> **Problem to solve**
These records must be written out again exactly.
--------------------------------------------------
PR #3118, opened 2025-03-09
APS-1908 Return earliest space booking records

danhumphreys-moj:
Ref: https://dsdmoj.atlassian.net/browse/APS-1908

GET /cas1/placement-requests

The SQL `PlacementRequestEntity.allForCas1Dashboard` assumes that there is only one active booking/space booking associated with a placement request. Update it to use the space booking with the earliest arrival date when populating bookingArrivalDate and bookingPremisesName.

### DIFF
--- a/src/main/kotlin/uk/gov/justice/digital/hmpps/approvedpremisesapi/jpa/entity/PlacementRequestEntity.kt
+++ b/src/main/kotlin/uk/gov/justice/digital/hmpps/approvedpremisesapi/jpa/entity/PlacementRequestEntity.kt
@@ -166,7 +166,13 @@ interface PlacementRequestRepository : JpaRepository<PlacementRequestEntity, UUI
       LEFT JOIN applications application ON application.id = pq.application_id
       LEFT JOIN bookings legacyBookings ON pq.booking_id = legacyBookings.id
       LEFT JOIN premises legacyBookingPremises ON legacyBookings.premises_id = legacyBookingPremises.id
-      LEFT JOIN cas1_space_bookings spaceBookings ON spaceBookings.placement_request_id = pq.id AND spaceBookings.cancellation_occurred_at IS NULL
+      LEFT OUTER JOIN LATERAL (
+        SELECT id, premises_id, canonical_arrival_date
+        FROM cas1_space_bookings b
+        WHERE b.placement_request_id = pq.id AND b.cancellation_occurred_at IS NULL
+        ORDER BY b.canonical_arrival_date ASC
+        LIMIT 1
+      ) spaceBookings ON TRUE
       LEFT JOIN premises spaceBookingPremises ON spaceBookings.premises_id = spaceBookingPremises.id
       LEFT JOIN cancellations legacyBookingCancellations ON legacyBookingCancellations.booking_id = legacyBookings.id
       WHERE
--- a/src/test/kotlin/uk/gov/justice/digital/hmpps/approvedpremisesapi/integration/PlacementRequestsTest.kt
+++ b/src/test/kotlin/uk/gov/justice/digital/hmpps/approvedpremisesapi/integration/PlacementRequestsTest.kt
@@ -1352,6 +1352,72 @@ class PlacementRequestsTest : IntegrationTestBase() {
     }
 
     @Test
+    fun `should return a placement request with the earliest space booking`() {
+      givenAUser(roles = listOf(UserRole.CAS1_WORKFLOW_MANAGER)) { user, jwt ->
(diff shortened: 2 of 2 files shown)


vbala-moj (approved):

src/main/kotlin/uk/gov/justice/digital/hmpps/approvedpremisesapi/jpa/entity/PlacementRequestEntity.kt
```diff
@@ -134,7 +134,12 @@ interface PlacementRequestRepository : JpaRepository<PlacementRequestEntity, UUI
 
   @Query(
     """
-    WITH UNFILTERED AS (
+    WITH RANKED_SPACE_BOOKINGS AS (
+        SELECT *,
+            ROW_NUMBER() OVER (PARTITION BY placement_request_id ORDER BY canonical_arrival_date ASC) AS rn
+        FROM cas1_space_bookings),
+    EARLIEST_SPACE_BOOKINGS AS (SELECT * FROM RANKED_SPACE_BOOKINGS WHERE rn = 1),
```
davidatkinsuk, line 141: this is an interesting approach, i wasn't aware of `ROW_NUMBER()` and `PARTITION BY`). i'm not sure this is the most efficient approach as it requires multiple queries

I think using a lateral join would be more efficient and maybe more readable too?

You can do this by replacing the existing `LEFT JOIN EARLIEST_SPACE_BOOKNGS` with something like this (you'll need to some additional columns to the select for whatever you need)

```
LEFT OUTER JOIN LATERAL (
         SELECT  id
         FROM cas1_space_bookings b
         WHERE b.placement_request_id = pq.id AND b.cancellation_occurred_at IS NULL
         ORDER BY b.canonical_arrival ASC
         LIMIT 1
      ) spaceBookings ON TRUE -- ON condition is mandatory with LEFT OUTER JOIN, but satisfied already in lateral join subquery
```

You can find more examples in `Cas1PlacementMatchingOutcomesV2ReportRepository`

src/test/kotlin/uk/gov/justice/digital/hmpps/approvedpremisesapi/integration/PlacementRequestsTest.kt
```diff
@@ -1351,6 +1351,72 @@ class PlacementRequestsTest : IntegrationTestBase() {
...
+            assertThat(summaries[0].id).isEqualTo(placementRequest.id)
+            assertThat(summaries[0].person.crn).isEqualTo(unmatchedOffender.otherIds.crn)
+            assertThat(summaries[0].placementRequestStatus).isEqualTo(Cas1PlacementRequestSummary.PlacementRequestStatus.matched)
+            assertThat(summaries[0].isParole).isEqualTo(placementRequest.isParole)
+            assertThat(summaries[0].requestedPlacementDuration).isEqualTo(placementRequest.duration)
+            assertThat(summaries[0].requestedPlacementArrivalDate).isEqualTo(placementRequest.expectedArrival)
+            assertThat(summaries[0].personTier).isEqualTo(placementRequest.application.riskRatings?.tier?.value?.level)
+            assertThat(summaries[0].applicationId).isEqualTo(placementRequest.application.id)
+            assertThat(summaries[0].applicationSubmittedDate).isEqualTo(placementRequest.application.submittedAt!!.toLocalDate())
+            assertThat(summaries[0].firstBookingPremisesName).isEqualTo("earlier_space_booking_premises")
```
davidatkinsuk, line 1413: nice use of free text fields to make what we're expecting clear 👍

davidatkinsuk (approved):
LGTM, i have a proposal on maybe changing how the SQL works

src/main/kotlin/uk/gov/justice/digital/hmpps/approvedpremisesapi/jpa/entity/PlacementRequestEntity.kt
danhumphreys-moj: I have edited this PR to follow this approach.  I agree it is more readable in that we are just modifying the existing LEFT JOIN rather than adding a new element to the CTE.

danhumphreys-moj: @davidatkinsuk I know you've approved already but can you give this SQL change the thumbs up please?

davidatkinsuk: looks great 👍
--------------------------------------------------
> **Task output**
PR #3118, opened 2025-03-09
APS-1908 Return earliest space booking records

danhumphreys-moj:
Ref: https://dsdmoj.atlassian.net/browse/APS-1908

GET /cas1/placement-requests

The SQL `PlacementRequestEntity.allForCas1Dashboard` assumes that there is only one active booking/space booking associated with a placement request. Update it to use the space booking with the earliest arrival date when populating bookingArrivalDate and bookingPremisesName.

### DIFF
--- a/src/main/kotlin/uk/gov/justice/digital/hmpps/approvedpremisesapi/jpa/entity/PlacementRequestEntity.kt
+++ b/src/main/kotlin/uk/gov/justice/digital/hmpps/approvedpremisesapi/jpa/entity/PlacementRequestEntity.kt
@@ -166,7 +166,13 @@ interface PlacementRequestRepository : JpaRepository<PlacementRequestEntity, UUI
       LEFT JOIN applications application ON application.id = pq.application_id
       LEFT JOIN bookings legacyBookings ON pq.booking_id = legacyBookings.id
       LEFT JOIN premises legacyBookingPremises ON legacyBookings.premises_id = legacyBookingPremises.id
-      LEFT JOIN cas1_space_bookings spaceBookings ON spaceBookings.placement_request_id = pq.id AND spaceBookings.cancellation_occurred_at IS NULL
+      LEFT OUTER JOIN LATERAL (
+        SELECT id, premises_id, canonical_arrival_date
+        FROM cas1_space_bookings b
+        WHERE b.placement_request_id = pq.id AND b.cancellation_occurred_at IS NULL
+        ORDER BY b.canonical_arrival_date ASC
+        LIMIT 1
+      ) spaceBookings ON TRUE
       LEFT JOIN premises spaceBookingPremises ON spaceBookings.premises_id = spaceBookingPremises.id
       LEFT JOIN cancellations legacyBookingCancellations ON legacyBookingCancellations.booking_id = legacyBookings.id
       WHERE
--- a/src/test/kotlin/uk/gov/justice/digital/hmpps/approvedpremisesapi/integration/PlacementRequestsTest.kt
+++ b/src/test/kotlin/uk/gov/justice/digital/hmpps/approvedpremisesapi/integration/PlacementRequestsTest.kt
@@ -1352,6 +1352,72 @@ class PlacementRequestsTest : IntegrationTestBase() {
     }
 
     @Test
+    fun `should return a placement request with the earliest space booking`() {
+      givenAUser(roles = listOf(UserRole.CAS1_WORKFLOW_MANAGER)) { user, jwt ->
(diff shortened: 2 of 2 files shown)


vbala-moj (approved):

src/main/kotlin/uk/gov/justice/digital/hmpps/approvedpremisesapi/jpa/entity/PlacementRequestEntity.kt
```diff
@@ -134,7 +134,12 @@ interface PlacementRequestRepository : JpaRepository<PlacementRequestEntity, UUI
 
   @Query(
     """
-    WITH UNFILTERED AS (
+    WITH RANKED_SPACE_BOOKINGS AS (
+        SELECT *,
+            ROW_NUMBER() OVER (PARTITION BY placement_request_id ORDER BY canonical_arrival_date ASC) AS rn
+        FROM cas1_space_bookings),
+    EARLIEST_SPACE_BOOKINGS AS (SELECT * FROM RANKED_SPACE_BOOKINGS WHERE rn = 1),
```
davidatkinsuk, line 141: this is an interesting approach, i wasn't aware of `ROW_NUMBER()` and `PARTITION BY`). i'm not sure this is the most efficient approach as it requires multiple queries

I think using a lateral join would be more efficient and maybe more readable too?

You can do this by replacing the existing `LEFT JOIN EARLIEST_SPACE_BOOKNGS` with something like this (you'll need to some additional columns to the select for whatever you need)

```
LEFT OUTER JOIN LATERAL (
         SELECT  id
         FROM cas1_space_bookings b
         WHERE b.placement_request_id = pq.id AND b.cancellation_occurred_at IS NULL
         ORDER BY b.canonical_arrival ASC
         LIMIT 1
      ) spaceBookings ON TRUE -- ON condition is mandatory with LEFT OUTER JOIN, but satisfied already in lateral join subquery
```

You can find more examples in `Cas1PlacementMatchingOutcomesV2ReportRepository`

src/test/kotlin/uk/gov/justice/digital/hmpps/approvedpremisesapi/integration/PlacementRequestsTest.kt
```diff
@@ -1351,6 +1351,72 @@ class PlacementRequestsTest : IntegrationTestBase() {
...
+            assertThat(summaries[0].id).isEqualTo(placementRequest.id)
+            assertThat(summaries[0].person.crn).isEqualTo(unmatchedOffender.otherIds.crn)
+            assertThat(summaries[0].placementRequestStatus).isEqualTo(Cas1PlacementRequestSummary.PlacementRequestStatus.matched)
+            assertThat(summaries[0].isParole).isEqualTo(placementRequest.isParole)
+            assertThat(summaries[0].requestedPlacementDuration).isEqualTo(placementRequest.duration)
+            assertThat(summaries[0].requestedPlacementArrivalDate).isEqualTo(placementRequest.expectedArrival)
+            assertThat(summaries[0].personTier).isEqualTo(placementRequest.application.riskRatings?.tier?.value?.level)
+            assertThat(summaries[0].applicationId).isEqualTo(placementRequest.application.id)
+            assertThat(summaries[0].applicationSubmittedDate).isEqualTo(placementRequest.application.submittedAt!!.toLocalDate())
+            assertThat(summaries[0].firstBookingPremisesName).isEqualTo("earlier_space_booking_premises")
```
davidatkinsuk, line 1413: nice use of free text fields to make what we're expecting clear 👍

davidatkinsuk (approved):
LGTM, i have a proposal on maybe changing how the SQL works

src/main/kotlin/uk/gov/justice/digital/hmpps/approvedpremisesapi/jpa/entity/PlacementRequestEntity.kt
danhumphreys-moj: I have edited this PR to follow this approach.  I agree it is more readable in that we are just modifying the existing LEFT JOIN rather than adding a new element to the CTE.

danhumphreys-moj: @davidatkinsuk I know you've approved already but can you give this SQL change the thumbs up please?

davidatkinsuk: looks great 👍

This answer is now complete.